Love beyond Einstein: Metric reconstruction and Love number in quadratic gravity using WEFT

TL;DR

This paper investigates how quadratic curvature corrections in gravity theories affect black hole tidal responses, using effective field theory methods to compute Love numbers and their scale independence, providing insights for gravitational wave tests.

Contribution

It introduces a perturbative EFT approach to compute tidal Love numbers in quadratic gravity, revealing non-zero, scale-independent responses and matching asymptotic behaviors with EFT predictions.

Findings

Quadratic gravity induces non-zero tidal Love numbers.

Love numbers show no RG running, remaining scale-independent.

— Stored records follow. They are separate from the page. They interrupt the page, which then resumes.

PR #734, opened 2022-03-15
Refactor rekor-cli loginfo

priyawadhwa:
This refactors the loginfo file in preparation for also getting info for inactive shards and verifying them as well.

It just breaks up the logic into a few smaller functions:
- `verifyTree` -- currently verifies only the active log, but it'll be easy to pass in treeID later to verify a specific log
- `loadVerifier` -- currently just gets the public key, but separating this out will make it easier to get the public key for a specific log later
- `proveConsistency` -- proves consistency between stored state and current state of the log

### DIFF
--- a/cmd/rekor-cli/app/log_info.go
+++ b/cmd/rekor-cli/app/log_info.go
@@ -28,6 +28,7 @@ import (
 	"github.com/go-openapi/swag"
 	"github.com/google/trillian/merkle/logverifier"
 	"github.com/google/trillian/merkle/rfc6962"
+	rclient "github.com/sigstore/rekor/pkg/generated/client"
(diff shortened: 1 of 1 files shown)


lkatalin:
Thanks, this is a good idea. If I'm reading this correctly, we will also be able to use this to verify each shard/tree in a `logRangeMap` passed in by the user as a next step?

priyawadhwa:
> If I'm reading this correctly, we will also be able to use this to verify each shard/tree in a logRangeMap passed in by the user as a next step?

yup, exactly!

lkatalin (approved):

dlorenc (approved):

PR #735, opened 2022-03-15
remove URL fetch of keys/artifacts server-side

bobcallaway:
We originally added the ability for Rekor API callers to specify URLs to fetch public keys, artifacts, & signatures to simplify fetching larger objects rather than forcing clients to download them locally and upload them to Rekor for verification. 

Now that we have the `hashedRekord` type, this patch removes the ability for the Rekor server to fetch arbitrary URLs before making entries into the log, largely due to the risk of [SSRF](https://owasp.org/www-community/attacks/Server_Side_Request_Forgery).

Note that the option for `rekor-cli` to specify URLs on the command line remains, as the CLI tool will download the artifacts locally and then insert the relevant contents in the appropriate position within the payload submitted to the Rekor server. 


dlorenc (approved):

The EFT framework matches asymptotic behaviors with Wilson coefficients.

Abstract

We study tidal Love numbers of static black holes in four-dimensional quadratic theory of gravity, extending the result of GR. We use worldline effective field theory (WEFT) methods to compute metric perturbations from one-point functions, treating the higher-derivative terms perturbatively. We show that insertions of scalar fields on the worldline induce non-zero tidal tails, and the corresponding Love number displays no RG running. The same conclusion holds for the insertions of tensor fields. Furthermore, for scalar dipole perturbations, we derive a Yukawa-deformed Frobenius solution and match the asymptotic behavior to fix the UV charge, finding agreement with EFT predictions of Wilson coefficients. Our work demonstrates that quadratic higher-curvature corrections induce non-zero but scale-independent tidal responses, offering a robust EFT framework to test deviations from GR in gravitational wave observations.